This Just In: Premiere Week Doesn’t Work

Every year they do it, and every year it’s carnage. After suffering through a summer of reruns and mostly bottom-of-the-barrel summer series, the broadcast networks designate one week in September to inundate viewers with premieres of new and returning series, exploding viewers’ DVRs and zapping their attention spans. If last week’s ratings results are any indication, viewers are over it.

Fox’s Lone Star: a disastrous 1.3 rating in the 18-49 demographic. ABC’s Maura Tierney legal drama The Whole Truth: an anemic 1.5. NBC’s expensive new JJ Abrams spy caper Undercovers: a meager 2.1.

Network executives admit that “premiere week” is dubious tradition. “In the end, we all know that it’s not wise to throw all of your content at the viewer in the same week,” says Jeff Gaspin, chairman of NBC Universal Television Entertainment. “Clearly, there are going to be successes and failures. The industry is built on these cycles of development and the upfront. It’s very hard to break the cycle. But I don’t know any industry that markets and releases all of its products all at the same time.”

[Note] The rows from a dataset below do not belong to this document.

PR #2762, opened 2015-09-09
Fixed broken windows tests

simon-p-r:
When testing hapi on windows I found 2 broken tests, this PR is to fix this one https://github.com/hapijs/hapi/blob/master/test/connection.js#L1089-L1118 whilst the I cannot fix the other test here https://github.com/hapijs/hapi/blob/master/test/connection.js#L64-L73 as this is beyond me at the moment. 

Thanks

### DIFF
--- a/test/connection.js
+++ b/test/connection.js
@@ -1111,9 +1111,7 @@ describe('Connection', function () {
 
                 server.inject('/', function (res) {
 
-                    var EOL = Os.EOL;
-                    var html = '<div>' + EOL + '    <h1>hola!</h1>' + EOL + '</div>' + EOL;
-                    expect(res.result).to.equal(html);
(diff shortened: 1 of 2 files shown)


test/connection.js
```diff
@@ -1111,7 +1111,9 @@ describe('Connection', function () {
 
                 server.inject('/', function (res) {
 
-                    expect(res.result).to.equal('<div>\n    <h1>hola!</h1>\n</div>\n');
```
hueniverse: Better to use a regular expression (e.g. `expect(res.result).to.match(...)`

simon-p-r:
Like this?

hueniverse:
No, keep the string but where it has `\n` adjust to also allow Windows new lines.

Asked if, in hindsight, the network should have protected its sole new fall drama by scheduling it in a less competitive time slot, Peter Rice, chairman of entertainment at Fox Networks Group, said dryly: “In hindsight, when no one showed up to watch it and we were hoping they would, I would have to say, yes it was a mistake.”

NBC spent $10 million marketing The Event (and a similar amount to make the pilot). There was a time when big-budget meant big tunein. Today, NBC can crow about a 3.7 rating in the adult 18-49 demographic for The Event.

Downward trajectory
The downward trajectory has afflicted broadcast television across the board as consumers avail themselves of an increasing array of entertainment options. But while consumer habits have evolved, broadcast television has remained stubbornly status quo.

Of course, there is still some logic behind the recalcitrance; HUT (homes using televisions) levels are higher post-Labor Day; the buzz of “premiere week” spurs sampling. But buzz cuts both ways. Headlines alerting viewers to the abysmal debut of Lone Star, which was well-received by critics, are not likely to inspire an avalanche of week two sampling.

The networks have been unable to reverse the erosion of their share of the television audience or recapture pre-recession revenue levels. The lone exception may be CBS. Though it remained flat year-to-year in the 18-49 demo advertisers pay a premium to reach, it did grow its premiere week audience among total viewers and the 25-54 demo. No small feat in an era when fractured viewing patterns have made any growth a rarity.

Still networks can’t afford to throw away the considerable money spent on developing and marketing new shows. The shows that had the biggest premieres last week were returning series. ABC’s Modern Family, fresh from an Emmy win for outstanding comedy series, had its mostwatched episode ever. CBS' The Big Bang Theory moved to the lead-off slot on Thursday and managed to grow its already impressive tune-in year-to-year. Fox’s Glee returned with its second-highest rated episode ever in the demo. ABC’s Dancing With the Stars is also off to a strong start, thanks to another season of inspired casting featuring media magnets Bristol Palin and Mike “The Situation” Sorrentino.

And this may offer lessons for the future: Don’t launch new programming into the teeth of killer competition. You can’t afford it.